Cambridge (dpa) - Britische Forscher raten zur Früherkennungsuntersuchung auf Prostatakrebs. Die meisten Prostatatumore wachsen zunächst ohne Symptome; deshalb kann es zu spät sein für eine Behandlung, wenn ein Patient mit Beschwerden zum Arzt kommt.
Oft hat der Tumor dann bereits Metastasen gebildet und ist kaum noch einzudämmen. Eine Gruppe um Vincent Gnanapragasam von der University of Cambridge (Großbritannien) betont, dass es heute gute Methoden gibt, um unnötige Gewebeentnahmen bei der Früherkennungsuntersuchung zu vermeiden. Die Studie ist in der Fachzeitschrift "BMC Medicine" erschienen.
Rund ein Viertel der Erkrankungen verläuft tödlich
Prostatakrebs ist in Deutschland bei Männern die am häufigsten diagnostizierte Krebsart; 2018 gab es dem Robert Koch-Institut zufolge 65.200 Neuerkrankungen. Rund ein Viertel der Erkrankungen verläuft tödlich, nur Lungenkrebs und Darmkrebs führen noch öfter zum Tod.
"Männer sollten sich nicht scheuen, mit ihrem Hausarzt über Tests und den Wert eines PSA-Tests zu sprechen, insbesondere wenn sie in ihrer Familie Prostatakrebs hatten oder andere Risikofaktoren haben", sagt Gnanapragasam. Beim PSA-Test wird die Konzentration des prostataspezifischen Antigens im Blut bestimmt, seine Aussagekraft ist aber begrenzt, es kommt auch zu falsch positiven Ergebnissen. Laut Deutschem Krebsforschungszentrum (DKFZ) kann in Deutschland jeder krankenversicherte Mann ab 45 Jahren jährlich eine Tastuntersuchung der Prostata in Anspruch nehmen. Ein zusätzlicher PSA-Test müsse bezahlt werden.

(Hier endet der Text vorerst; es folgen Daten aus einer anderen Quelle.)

PR #2695, opened 2024-04-09
Read pipeline run node details from mlmd context

DaoDaoNoCode:
JIRA: https://issues.redhat.com/browse/RHOAIENG-4544

## Description

Read pipeline executions information from the mlmd service instead of parsing it by ourselves so it's more accurate. If the mlmd service is not available, it will fall back to our current logic.

Screenshot 2024-04-09 at 5 39 21 PM

## How Has This Been Tested?

1. Create a pipeline run
2. Click on the nodes
3. Compare it with the KubeFlow Pipeline runs UI, make sure the information is the same with the ones in that UI

## Test Impact

N/A, not sure how we should test the mlmd service, I can add it if needed after the PR gets reviewed.

## Request review criteria:

If you have UI changes: 

### DIFF
--- a/frontend/src/concepts/pipelines/apiHooks/mlmd/useMlmdContext.ts
+++ b/frontend/src/concepts/pipelines/apiHooks/mlmd/useMlmdContext.ts
@@ -1,0 +1,45 @@
+import React from 'react';
+import { MlmdContext, MlmdContextTypes } from '~/concepts/pipelines/apiHooks/mlmd/types';
+import { usePipelinesAPI } from '~/concepts/pipelines/context';
+import { GetContextByTypeAndNameRequest } from '~/third_party/mlmd';
+import useFetchState, {
+  FetchState,
+  FetchStateCallbackPromise,
+  NotReadyError,
+} from '~/utilities/useFetchState';
+
+/**
+ * A hook used to use the MLMD service and fetch the MLMD context
+ * If being used without name/type, this hook will throw an error
+ * @param name The identifier to query a specific type of MLMD context. e.g. The runID for a pipeline run
+ */
+export const useMlmdContext = (
+  name?: string,
+  type?: MlmdContextTypes,
+  refreshRate?: number,
+): FetchState<MlmdContext | null> => {
+  const { metadataStoreServiceClient } = usePipelinesAPI();
+
+  const call = React.useCallback<FetchStateCallbackPromise<MlmdContext | null>>(async () => {
+    if (!type) {
+      return Promise.reject(new NotReadyError('No context type'));
+    }
+    if (!name) {
+      return Promise.reject(new NotReadyError('No context name'));
+    }
+
+    const request = new GetContextByTypeAndNameRequest();
+    request.setTypeName(type);
+    request.setContextName(name);
+    const res = await metadataStoreServiceClient.getContextByTypeAndName(request);
+    const context = res.getContext();
+    if (!context) {
+      return Promise.reject(new Error('Cannot find specified context'));
+    }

Screening erkennt Krebs schon früh
Schon vor mehr als zehn Jahren konnten skandinavische Studien nachweisen, dass bei einer systematischen Vorsorgeuntersuchung, einem Screening, Prostatakrebs ganz überwiegend in einem heilbaren Stadium erkannt wird. Die Anzahl der Prostatatumoren, die bei der Entdeckung bereits Metastasen gebildet hatten, lag nur bei etwa 2,5 Prozent. Ohne Screening sieht es anders aus: Eine Untersuchung des britischen National Prostate Cancer Service kam für den Zeitraum April 2019 bis März 2020 auf einen Wert von 13 Prozent bei Männern in Wales und England, die wegen Beschwerden zum Hausarzt gegangen waren. Bei Daten des britischen National Cancer Diagnosis Audit 2014 lag der Wert sogar noch bei 19 Prozent.
Gnanapragasam und Kollegen beklagen zudem, dass in Informationen zur Gesundheitsförderung und sogar in nationalen Leitlinien zu Prostatakrebs Verbindungen zu Symptomen, wie Problemen beim Urinieren, gezogen würden. Dies könne Männer, die keine derartigen Beschwerden hätten, in falscher Sicherheit wiegen. Christian Gratzke, Chef der Urologie im Universitätsklinikum Freiburg, bekräftigt jedoch, dass solche Fehlinformationen in Deutschland nicht verbreitet seien.
Wie die britischen Forscher rät Gratzke dazu, das Prostatakrebsrisiko nicht zu unterschätzen. Entsprechend der S3-Leitlinie Prostatakarzinom werden Männer, die danach fragen, ergebnisoffen über die Vor- und Nachteile der Vorsorgeuntersuchung beraten. Wenn sich ein Patient dafür entscheidet, kann die Konzentration des prostataspezifischen Antigens (PSA) in seinem Blut bestimmt werden. Außerdem kann die Prostata über den Enddarm abgetastet und eine Magnetresonanztomografie erstellt werden. Erst wenn sich aus diesen Untersuchungen ein Verdachtsfall ergibt, wird eine Gewebeprobe (Biopsie) entnommen. "In den vergangenen Jahren haben wir Mediziner uns viele Gedanken darüber gemacht, wie operative Eingriffe vermieden werden können", sagt Gratzke mit Blick auf die Früherkennung.